However, it must be noted that the Isaaq-led SNM was one of the few groups to

actually publish its political agenda, which was based primarily on the reestablishment of

xeer at the national level. Shortly after its founding in 1980, the SNM published a

document that stated:

We propose a new political system built on Somali cultural values of


co-operation rather than coercion; a system which elevates the Somali
concept of xeer or inter-family social contract in which no man exercised
political power over another except according to established law and
custom, to the national level (Ahmed I. Samatar 1988, 142).

The SNM also expressed its desire to “reduce hierarchy and bureaucracy to a minimum”,

to “integrate effectively traditional Somali egalitarianism and the requirements of good

central government”, and to enable “both the regional and national governments [to]

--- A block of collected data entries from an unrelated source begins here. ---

PR #8133, opened 2023-09-08
ci: Increase disk space on the Linux x86_64 runner

Smjert:
Uninstall unused packages on the host to make space.

The Linux x86_64 Debug build is hitting disk space limits, thanks to a "hack" we make the container run in the same pid space of the host, and then we escape the container to run commands on the host, and uninstall packages we don't use.

### DIFF
--- a/.github/workflows/hosted_runners.yml
+++ b/.github/workflows/hosted_runners.yml
@@ -246,7 +246,7 @@ jobs:
 
     container:
       image: osquery/builder18.04:c7a9d706d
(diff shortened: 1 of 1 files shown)


directionless (approved):

Smjert:
I have no idea why the CI runners are not starting, on my for the CI complains that there's a syntax error at line 51 in hosted_runners.yml, but that line is a comment and well before any change I did here...

directionless (approved):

work according to the twin priorities of maximizing democracy and economic


development”.13 Although the SNM was formed in London by Isaaq intellectuals,

businessmen, and mullahs living abroad, the Isaaq that remained in Somalia were still

involved mainly in nomadic pastoralism. The SNM received the full support of the Isaaq

after the Somali government killed approximately 50,000 Isaaqs between May 1988 and

March 1989 in retaliation for the SNM’s brief capture of the northern cities of Burco and

Hargeisa.

On 6 August 1990 the SNM, USC, and SPM agreed to form an alliance in an

effort to topple the Barre regime. The three groups attacked Mogadishu on 3 December

1990; after almost two months of fighting, Barre was driven out of Mogadishu on 26

January 1991. Once this goal had been attained, the alliance of the three groups fell

apart. The USC hastily appointed a President and Prime Minister, then began to ‘cleanse’

any Daarood clansmen (viewed as synonymous with the regime by the Hawiye) that they

could find. The USC appointed ‘government’ was not recognized by any other clan

faction; almost continuous inter-clan warfare took place from December 1991 to March

1992, when a ceasefire was brokered by the United Nations.

III. After the Collapse of the State

Shortly after the collapse of the Somali state, Abdi Ismail Samatar expressed the

view held by many scholars when he wrote, “In the absence of an organized indigenous

agency which can establish peace and carry out such an agenda in the immediate future,

the Somali people must rely on the international community to save them” (Abdi Ismail

Samatar 1992, 638). Samatar and others believed that xeer had become separated from

13
The stated goals of the SNM contrast sharply with those of the SSDF, which called for the creation of a
productive and planned national economy, and the end of ‘regionalism’, among other things (ibid., pp. 142-
143).
traditional blood-ties due to the manipulation of political elites vying for the control of

state resources (ibid., 640), but this view seems to have been wrong on both counts. The

international community (i.e., the United Nations) was unable to ‘save’ the Somali people

from further destruction, and xeer was not completely dead; it was, in fact, the basis for

the relative peace that currently enjoyed by Somaliland.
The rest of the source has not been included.